## Stored records
★ ★ ★
PR #2827, opened 2016-10-14
Show plot detail page fields based on configurable order

maurizi:
Required by https://github.com/OpenTreeMap/otm-addons/pull/1297

Connects to OpenTreeMap/otm-addons#1278

### DIFF
--- a/opentreemap/treemap/instance.py
+++ b/opentreemap/treemap/instance.py
@@ -21,11 +21,11 @@ from urllib import urlencode
 
 from opentreemap.util import extent_intersection, extent_as_json
 
-from treemap.search_fields import (DEFAULT_MOBILE_SEARCH_FIELDS,
-                                   DEFAULT_MOBILE_API_FIELDS,
-                                   DEFAULT_SEARCH_FIELDS, API_FIELD_ERRORS,
-                                   advanced_search_fields,
-                                   get_udfc_search_fields)
+from treemap.search_fields import (
+    DEFAULT_MOBILE_SEARCH_FIELDS, DEFAULT_MOBILE_API_FIELDS,
+    DEFAULT_WEB_DETAIL_FIELDS, DEFAULT_SEARCH_FIELDS, INSTANCE_FIELD_ERRORS,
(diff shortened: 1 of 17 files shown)


opentreemap/treemap/instance.py
```diff
@@ -274,6 +274,9 @@ def set_config(self, value):
     mobile_api_fields = _make_config_property('mobile_api_fields',
                                               DEFAULT_MOBILE_API_FIELDS)
 
+    web_detail_fields = _make_config_property('web_detail_fields',
```
jwalgran: While testing I created a new UDF, set its editability permissions, and was briefly puzzled by the fact that I did not see it appear on the tree detail page. We now have to visit 3 management pages to add a field, one to create, one to adjust role permissions, and one to add it to the detail page. There is never a reason to add a UDF and not display it to anyone so I think we need to do something to help the manager understand what they need to do.

Some ideas:

- Automatically add the new field to the fields list.
- Add another notification "bubble."

screen shot 2016-10-17 at 3 13 06 pm

jwalgran:
I had originally included a comment in this review that was meant for a different PR. I have now moved it.

opentreemap/treemap/views/map_feature.py
```diff
@@ -101,13 +102,48 @@ def _map_feature_detail_context(request, instance, feature_id, edit=False):
...
+        v: k for k, v in context['plot'].scalar_udf_names_and_fields})
+
+    def info(group):
+        group['fields'] = [
+            (field, labels.get(field),
+             templates.get(field, "treemap/field/tr.html"))
+            for field in group.get('field_keys', [])
+        ]
+        group['collection_udfs'] = [
+            next(udf for udf in udf_defs(instance)
```
maurizi: I considered writing defensive code here to protect from that, but decided it wasn't worth it.  If we start making `Instance`s that lack Stewardship, a _lot_ of things will blow up all over the code base

maurizi:
@jwalgran This is ready for another look

PR #2828, opened 2016-10-17
Separate authorization from tracking

RobinIsTheBird:
Rename `joint_writable` to start with `_`, and comment more fully. Always initialize it to include
`id` in `Authorizable`. Update it with MapFeature and Tree fields, both the fields that already were
in it and fields that we no longer want to expose to role administration.

Also minor refactoring.

--

Depends on #2821 
Depends on OpenTreeMap/otm-cloud#305
Depends on OpenTreeMap/otm-addons#1290

### DIFF
--- a/opentreemap/treemap/audit.py
+++ b/opentreemap/treemap/audit.py
@@ -781,6 +781,11 @@ class Authorizable(UserTrackable):
 
         self._has_been_masked = False
 
+        # When any other field is writeable, any field in `_joint_writable`
+        # is writable.
+        # `_joint_writable` fields are always readable.
+        self._joint_writable = set(['id'])
+
     def _get_writable_perms_set(self, user, direct_only=False):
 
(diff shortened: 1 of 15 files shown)


opentreemap/treemap/audit.py
```diff
@@ -781,14 +781,19 @@ def __init__(self, *args, **kwargs):
 
         self._has_been_masked = False
 
+        # When any other field is writeable, any field in `_joint_writable`
+        # is writable.
+        # `_joint_writable` fields are always readable.
+        self._joint_writable = set(['id'])
```
maurizi: Any reason this is `set(['id'])` instead of `{'id'}`?

RobinIsTheBird:
Forgot to tell the PR to compare against RickMohr/instance-permissions. Closing and will re-open properly.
★ ★ ★
## Your instructions
Retype the entries. Every line must match exactly.

## Answer to this task
PR #2827, opened 2016-10-14
Show plot detail page fields based on configurable order

maurizi:
Required by https://github.com/OpenTreeMap/otm-addons/pull/1297

Connects to OpenTreeMap/otm-addons#1278

### DIFF
--- a/opentreemap/treemap/instance.py
+++ b/opentreemap/treemap/instance.py
@@ -21,11 +21,11 @@ from urllib import urlencode
 
 from opentreemap.util import extent_intersection, extent_as_json
 
-from treemap.search_fields import (DEFAULT_MOBILE_SEARCH_FIELDS,
-                                   DEFAULT_MOBILE_API_FIELDS,
-                                   DEFAULT_SEARCH_FIELDS, API_FIELD_ERRORS,
-                                   advanced_search_fields,
-                                   get_udfc_search_fields)
+from treemap.search_fields import (
+    DEFAULT_MOBILE_SEARCH_FIELDS, DEFAULT_MOBILE_API_FIELDS,
+    DEFAULT_WEB_DETAIL_FIELDS, DEFAULT_SEARCH_FIELDS, INSTANCE_FIELD_ERRORS,
(diff shortened: 1 of 17 files shown)


opentreemap/treemap/instance.py
```diff
@@ -274,6 +274,9 @@ def set_config(self, value):
     mobile_api_fields = _make_config_property('mobile_api_fields',
                                               DEFAULT_MOBILE_API_FIELDS)
 
+    web_detail_fields = _make_config_property('web_detail_fields',
```
jwalgran: While testing I created a new UDF, set its editability permissions, and was briefly puzzled by the fact that I did not see it appear on the tree detail page. We now have to visit 3 management pages to add a field, one to create, one to adjust role permissions, and one to add it to the detail page. There is never a reason to add a UDF and not display it to anyone so I think we need to do something to help the manager understand what they need to do.

Some ideas:

- Automatically add the new field to the fields list.
- Add another notification "bubble."

screen shot 2016-10-17 at 3 13 06 pm

jwalgran:
I had originally included a comment in this review that was meant for a different PR. I have now moved it.

opentreemap/treemap/views/map_feature.py
```diff
@@ -101,13 +102,48 @@ def _map_feature_detail_context(request, instance, feature_id, edit=False):
...
+        v: k for k, v in context['plot'].scalar_udf_names_and_fields})
+
+    def info(group):
+        group['fields'] = [
+            (field, labels.get(field),
+             templates.get(field, "treemap/field/tr.html"))
+            for field in group.get('field_keys', [])
+        ]
+        group['collection_udfs'] = [
+            next(udf for udf in udf_defs(instance)
```
maurizi: I considered writing defensive code here to protect from that, but decided it wasn't worth it.  If we start making `Instance`s that lack Stewardship, a _lot_ of things will blow up all over the code base

maurizi:
@jwalgran This is ready for another look

PR #2828, opened 2016-10-17
Separate authorization from tracking

RobinIsTheBird:
Rename `joint_writable` to start with `_`, and comment more fully. Always initialize it to include
`id` in `Authorizable`. Update it with MapFeature and Tree fields, both the fields that already were
in it and fields that we no longer want to expose to role administration.

Also minor refactoring.

--

Depends on #2821 
Depends on OpenTreeMap/otm-cloud#305
Depends on OpenTreeMap/otm-addons#1290

### DIFF
--- a/opentreemap/treemap/audit.py
+++ b/opentreemap/treemap/audit.py
@@ -781,6 +781,11 @@ class Authorizable(UserTrackable):
 
         self._has_been_masked = False
 
+        # When any other field is writeable, any field in `_joint_writable`
+        # is writable.
+        # `_joint_writable` fields are always readable.
+        self._joint_writable = set(['id'])
+
     def _get_writable_perms_set(self, user, direct_only=False):
 
(diff shortened: 1 of 15 files shown)


opentreemap/treemap/audit.py
```diff
@@ -781,14 +781,19 @@ def __init__(self, *args, **kwargs):
 
         self._has_been_masked = False
 
+        # When any other field is writeable, any field in `_joint_writable`
+        # is writable.
+        # `_joint_writable` fields are always readable.
+        self._joint_writable = set(['id'])
```
maurizi: Any reason this is `set(['id'])` instead of `{'id'}`?

RobinIsTheBird:
Forgot to tell the PR to compare against RickMohr/instance-permissions. Closing and will re-open properly.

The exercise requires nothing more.